REQUIRED WORK »
Working from the entries below, tally each line that holds "memory". Give the tally and nothing else.
(Beginning of SUPPLIED DATA)
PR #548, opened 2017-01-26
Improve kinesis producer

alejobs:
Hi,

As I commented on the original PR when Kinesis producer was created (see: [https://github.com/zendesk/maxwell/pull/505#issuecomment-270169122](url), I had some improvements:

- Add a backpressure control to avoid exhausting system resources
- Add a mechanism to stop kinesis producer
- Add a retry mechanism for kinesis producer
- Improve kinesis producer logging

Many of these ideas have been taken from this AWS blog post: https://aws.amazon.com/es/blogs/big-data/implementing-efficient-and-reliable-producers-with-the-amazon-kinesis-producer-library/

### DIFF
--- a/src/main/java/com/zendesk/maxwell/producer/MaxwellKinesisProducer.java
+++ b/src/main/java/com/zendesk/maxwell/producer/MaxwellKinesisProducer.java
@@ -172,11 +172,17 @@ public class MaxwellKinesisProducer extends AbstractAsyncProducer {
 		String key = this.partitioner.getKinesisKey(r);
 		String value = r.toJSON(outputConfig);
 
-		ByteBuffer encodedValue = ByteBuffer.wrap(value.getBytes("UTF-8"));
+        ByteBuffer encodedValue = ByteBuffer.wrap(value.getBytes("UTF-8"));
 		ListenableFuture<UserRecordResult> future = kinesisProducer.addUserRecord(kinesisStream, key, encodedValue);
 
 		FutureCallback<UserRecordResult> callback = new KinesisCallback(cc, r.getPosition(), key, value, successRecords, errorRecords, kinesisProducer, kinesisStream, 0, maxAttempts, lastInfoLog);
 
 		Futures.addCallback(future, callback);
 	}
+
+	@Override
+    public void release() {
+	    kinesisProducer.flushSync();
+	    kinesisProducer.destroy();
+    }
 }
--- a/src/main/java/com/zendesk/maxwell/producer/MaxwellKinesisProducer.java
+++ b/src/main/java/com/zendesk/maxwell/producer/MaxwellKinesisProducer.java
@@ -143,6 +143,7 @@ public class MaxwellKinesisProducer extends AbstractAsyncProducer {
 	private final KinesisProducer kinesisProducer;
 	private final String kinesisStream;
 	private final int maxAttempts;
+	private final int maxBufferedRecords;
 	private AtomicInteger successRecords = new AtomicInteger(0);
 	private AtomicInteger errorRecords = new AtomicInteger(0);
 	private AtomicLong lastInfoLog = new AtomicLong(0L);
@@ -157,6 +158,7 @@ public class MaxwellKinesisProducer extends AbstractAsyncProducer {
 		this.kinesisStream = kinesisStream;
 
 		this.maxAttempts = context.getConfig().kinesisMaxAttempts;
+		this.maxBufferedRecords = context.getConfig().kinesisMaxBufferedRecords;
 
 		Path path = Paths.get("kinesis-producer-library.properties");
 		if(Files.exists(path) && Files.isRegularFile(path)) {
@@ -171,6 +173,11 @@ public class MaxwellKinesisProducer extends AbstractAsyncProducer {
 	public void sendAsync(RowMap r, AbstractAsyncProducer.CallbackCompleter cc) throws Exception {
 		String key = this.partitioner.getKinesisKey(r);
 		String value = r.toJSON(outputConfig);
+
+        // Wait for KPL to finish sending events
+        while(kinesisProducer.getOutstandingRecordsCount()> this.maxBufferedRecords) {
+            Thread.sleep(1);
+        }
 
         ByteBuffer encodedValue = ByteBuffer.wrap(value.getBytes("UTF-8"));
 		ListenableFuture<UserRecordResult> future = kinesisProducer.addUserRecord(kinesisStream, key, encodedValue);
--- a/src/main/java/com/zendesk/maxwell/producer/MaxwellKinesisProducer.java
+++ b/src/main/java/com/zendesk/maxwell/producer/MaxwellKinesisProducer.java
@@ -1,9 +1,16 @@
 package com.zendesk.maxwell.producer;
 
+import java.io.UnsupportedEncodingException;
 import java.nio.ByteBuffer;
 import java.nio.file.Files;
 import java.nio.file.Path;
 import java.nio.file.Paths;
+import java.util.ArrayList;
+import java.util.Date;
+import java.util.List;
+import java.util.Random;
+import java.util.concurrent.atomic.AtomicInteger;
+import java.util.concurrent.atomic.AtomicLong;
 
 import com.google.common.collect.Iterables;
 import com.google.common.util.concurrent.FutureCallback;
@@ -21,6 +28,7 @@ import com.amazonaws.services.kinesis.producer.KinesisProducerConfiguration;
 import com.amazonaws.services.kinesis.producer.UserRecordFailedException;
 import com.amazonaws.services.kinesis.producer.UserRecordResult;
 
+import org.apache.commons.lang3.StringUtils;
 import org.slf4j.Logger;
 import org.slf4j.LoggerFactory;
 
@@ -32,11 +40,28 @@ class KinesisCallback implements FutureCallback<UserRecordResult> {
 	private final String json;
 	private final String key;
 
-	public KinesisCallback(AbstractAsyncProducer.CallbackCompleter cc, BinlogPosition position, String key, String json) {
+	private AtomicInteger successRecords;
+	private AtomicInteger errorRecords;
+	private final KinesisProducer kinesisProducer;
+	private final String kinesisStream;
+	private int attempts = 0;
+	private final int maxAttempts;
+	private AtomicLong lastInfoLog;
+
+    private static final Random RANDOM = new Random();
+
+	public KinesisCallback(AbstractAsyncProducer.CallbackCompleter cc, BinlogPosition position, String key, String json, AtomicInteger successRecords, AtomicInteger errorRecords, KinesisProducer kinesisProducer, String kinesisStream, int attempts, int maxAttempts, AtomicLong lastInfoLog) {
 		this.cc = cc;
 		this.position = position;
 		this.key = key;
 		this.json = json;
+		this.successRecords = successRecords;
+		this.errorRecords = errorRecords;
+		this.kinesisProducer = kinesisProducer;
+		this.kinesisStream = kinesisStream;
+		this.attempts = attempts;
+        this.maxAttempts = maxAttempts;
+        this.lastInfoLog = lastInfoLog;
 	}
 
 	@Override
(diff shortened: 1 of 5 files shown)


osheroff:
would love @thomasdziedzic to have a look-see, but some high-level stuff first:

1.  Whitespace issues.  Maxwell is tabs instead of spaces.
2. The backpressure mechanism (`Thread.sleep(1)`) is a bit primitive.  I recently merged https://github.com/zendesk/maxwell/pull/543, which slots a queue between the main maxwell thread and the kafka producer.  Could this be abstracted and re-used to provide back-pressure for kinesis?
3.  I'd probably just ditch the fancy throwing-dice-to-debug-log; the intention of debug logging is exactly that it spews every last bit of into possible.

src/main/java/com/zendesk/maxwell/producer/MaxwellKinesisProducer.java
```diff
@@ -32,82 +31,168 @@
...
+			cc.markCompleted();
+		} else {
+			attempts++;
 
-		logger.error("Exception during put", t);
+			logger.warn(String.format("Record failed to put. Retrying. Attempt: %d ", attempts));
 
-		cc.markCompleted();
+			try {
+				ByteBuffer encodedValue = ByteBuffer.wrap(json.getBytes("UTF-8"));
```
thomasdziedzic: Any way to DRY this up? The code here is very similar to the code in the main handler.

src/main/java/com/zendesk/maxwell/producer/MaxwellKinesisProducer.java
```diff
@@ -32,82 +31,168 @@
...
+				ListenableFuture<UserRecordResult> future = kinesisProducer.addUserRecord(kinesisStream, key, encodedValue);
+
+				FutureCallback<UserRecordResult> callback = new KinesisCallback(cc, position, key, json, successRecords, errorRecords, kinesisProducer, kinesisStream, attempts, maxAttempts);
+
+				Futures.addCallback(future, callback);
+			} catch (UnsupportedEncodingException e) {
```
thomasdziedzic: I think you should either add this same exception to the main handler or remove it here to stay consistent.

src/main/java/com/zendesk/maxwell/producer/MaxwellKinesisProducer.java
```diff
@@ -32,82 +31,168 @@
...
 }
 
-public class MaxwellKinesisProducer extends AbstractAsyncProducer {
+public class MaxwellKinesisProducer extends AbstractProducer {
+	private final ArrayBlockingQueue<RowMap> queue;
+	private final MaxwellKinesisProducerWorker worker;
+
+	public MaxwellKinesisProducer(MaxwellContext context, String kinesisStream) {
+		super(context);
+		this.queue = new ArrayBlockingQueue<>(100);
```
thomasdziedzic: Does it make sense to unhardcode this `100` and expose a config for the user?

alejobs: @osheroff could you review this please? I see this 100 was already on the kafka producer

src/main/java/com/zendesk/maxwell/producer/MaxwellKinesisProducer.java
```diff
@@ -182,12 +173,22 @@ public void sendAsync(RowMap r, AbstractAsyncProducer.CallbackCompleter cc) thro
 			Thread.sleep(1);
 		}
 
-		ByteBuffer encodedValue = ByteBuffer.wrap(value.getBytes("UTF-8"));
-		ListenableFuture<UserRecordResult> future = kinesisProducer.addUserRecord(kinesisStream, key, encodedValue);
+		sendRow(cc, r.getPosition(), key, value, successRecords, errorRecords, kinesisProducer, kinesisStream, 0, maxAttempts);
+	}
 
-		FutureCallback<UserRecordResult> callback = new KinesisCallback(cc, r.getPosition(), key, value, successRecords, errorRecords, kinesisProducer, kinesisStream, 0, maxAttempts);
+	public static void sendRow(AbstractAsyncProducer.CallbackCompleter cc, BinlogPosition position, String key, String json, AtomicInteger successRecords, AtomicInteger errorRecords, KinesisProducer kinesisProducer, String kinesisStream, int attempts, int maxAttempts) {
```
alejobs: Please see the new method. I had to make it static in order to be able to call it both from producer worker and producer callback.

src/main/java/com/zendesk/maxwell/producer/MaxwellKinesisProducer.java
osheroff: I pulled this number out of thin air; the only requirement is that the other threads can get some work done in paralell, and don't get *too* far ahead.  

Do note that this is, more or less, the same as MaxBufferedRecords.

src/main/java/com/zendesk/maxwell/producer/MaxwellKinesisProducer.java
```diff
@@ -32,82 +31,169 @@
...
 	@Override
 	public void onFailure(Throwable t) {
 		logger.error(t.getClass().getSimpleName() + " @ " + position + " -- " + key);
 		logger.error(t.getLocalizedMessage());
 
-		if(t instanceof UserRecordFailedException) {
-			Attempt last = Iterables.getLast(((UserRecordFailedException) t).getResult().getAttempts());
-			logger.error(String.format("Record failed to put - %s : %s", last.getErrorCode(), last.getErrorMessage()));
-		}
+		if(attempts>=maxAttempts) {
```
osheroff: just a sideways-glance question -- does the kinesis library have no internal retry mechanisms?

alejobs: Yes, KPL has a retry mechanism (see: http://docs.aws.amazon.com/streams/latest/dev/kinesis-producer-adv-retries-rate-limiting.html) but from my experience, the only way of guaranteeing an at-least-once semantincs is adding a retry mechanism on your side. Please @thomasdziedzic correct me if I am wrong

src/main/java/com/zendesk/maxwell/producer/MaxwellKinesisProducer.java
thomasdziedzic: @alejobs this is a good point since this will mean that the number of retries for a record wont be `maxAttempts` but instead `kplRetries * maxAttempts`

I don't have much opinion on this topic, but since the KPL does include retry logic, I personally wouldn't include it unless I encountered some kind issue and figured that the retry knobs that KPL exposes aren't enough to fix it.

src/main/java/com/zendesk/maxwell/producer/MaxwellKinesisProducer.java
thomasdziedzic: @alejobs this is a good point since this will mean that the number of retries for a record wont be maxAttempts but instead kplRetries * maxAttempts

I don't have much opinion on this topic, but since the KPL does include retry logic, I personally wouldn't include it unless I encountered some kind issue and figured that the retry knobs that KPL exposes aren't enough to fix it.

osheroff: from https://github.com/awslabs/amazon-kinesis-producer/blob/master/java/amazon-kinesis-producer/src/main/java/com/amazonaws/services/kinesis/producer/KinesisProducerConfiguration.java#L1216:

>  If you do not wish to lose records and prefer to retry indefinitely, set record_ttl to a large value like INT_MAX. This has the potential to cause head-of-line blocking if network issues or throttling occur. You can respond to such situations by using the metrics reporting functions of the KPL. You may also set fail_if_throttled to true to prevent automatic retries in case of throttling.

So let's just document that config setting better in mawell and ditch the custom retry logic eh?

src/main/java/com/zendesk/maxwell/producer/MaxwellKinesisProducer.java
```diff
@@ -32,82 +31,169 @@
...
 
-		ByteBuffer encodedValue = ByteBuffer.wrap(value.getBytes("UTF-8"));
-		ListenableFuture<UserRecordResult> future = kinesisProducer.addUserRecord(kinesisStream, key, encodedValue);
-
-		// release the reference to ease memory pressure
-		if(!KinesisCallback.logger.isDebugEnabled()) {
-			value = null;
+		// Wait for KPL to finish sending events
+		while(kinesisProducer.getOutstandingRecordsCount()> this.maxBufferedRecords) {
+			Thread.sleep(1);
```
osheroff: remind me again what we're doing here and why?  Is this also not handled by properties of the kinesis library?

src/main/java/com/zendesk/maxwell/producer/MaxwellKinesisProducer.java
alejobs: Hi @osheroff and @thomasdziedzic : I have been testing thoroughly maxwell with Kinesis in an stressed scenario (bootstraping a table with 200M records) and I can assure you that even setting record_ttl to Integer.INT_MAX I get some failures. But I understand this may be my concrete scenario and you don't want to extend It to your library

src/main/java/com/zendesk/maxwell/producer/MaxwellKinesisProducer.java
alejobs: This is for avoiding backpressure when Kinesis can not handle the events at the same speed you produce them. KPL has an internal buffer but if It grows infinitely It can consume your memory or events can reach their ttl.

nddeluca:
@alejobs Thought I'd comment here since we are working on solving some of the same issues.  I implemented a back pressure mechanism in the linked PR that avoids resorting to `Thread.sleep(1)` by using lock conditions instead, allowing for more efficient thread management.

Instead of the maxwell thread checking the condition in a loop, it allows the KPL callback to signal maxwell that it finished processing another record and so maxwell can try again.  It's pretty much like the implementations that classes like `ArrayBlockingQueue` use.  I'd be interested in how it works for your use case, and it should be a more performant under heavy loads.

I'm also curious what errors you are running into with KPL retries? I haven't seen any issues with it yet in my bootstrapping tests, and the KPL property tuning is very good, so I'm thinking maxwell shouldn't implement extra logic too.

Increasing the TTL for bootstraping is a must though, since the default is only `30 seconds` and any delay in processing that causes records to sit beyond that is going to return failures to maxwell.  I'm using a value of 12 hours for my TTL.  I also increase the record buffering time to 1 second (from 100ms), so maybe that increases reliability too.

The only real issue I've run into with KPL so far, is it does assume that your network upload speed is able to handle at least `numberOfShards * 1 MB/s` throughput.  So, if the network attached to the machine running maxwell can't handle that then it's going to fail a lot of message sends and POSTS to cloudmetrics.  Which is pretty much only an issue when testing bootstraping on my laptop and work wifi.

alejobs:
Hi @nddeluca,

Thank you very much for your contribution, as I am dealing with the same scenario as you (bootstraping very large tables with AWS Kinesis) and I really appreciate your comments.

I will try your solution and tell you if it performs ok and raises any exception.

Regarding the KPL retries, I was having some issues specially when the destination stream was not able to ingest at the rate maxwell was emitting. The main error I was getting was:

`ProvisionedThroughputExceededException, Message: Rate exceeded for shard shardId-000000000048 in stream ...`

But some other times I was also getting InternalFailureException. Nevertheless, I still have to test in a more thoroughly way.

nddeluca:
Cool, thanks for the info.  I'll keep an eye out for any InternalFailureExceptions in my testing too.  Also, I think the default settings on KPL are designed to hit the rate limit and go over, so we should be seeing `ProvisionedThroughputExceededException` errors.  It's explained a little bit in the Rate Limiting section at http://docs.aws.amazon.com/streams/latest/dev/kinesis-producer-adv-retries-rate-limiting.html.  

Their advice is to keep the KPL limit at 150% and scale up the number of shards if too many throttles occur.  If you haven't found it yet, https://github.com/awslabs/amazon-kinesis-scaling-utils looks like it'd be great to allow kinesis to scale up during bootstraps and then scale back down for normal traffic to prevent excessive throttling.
(End of SUPPLIED DATA)
ANSWER SPACE »
2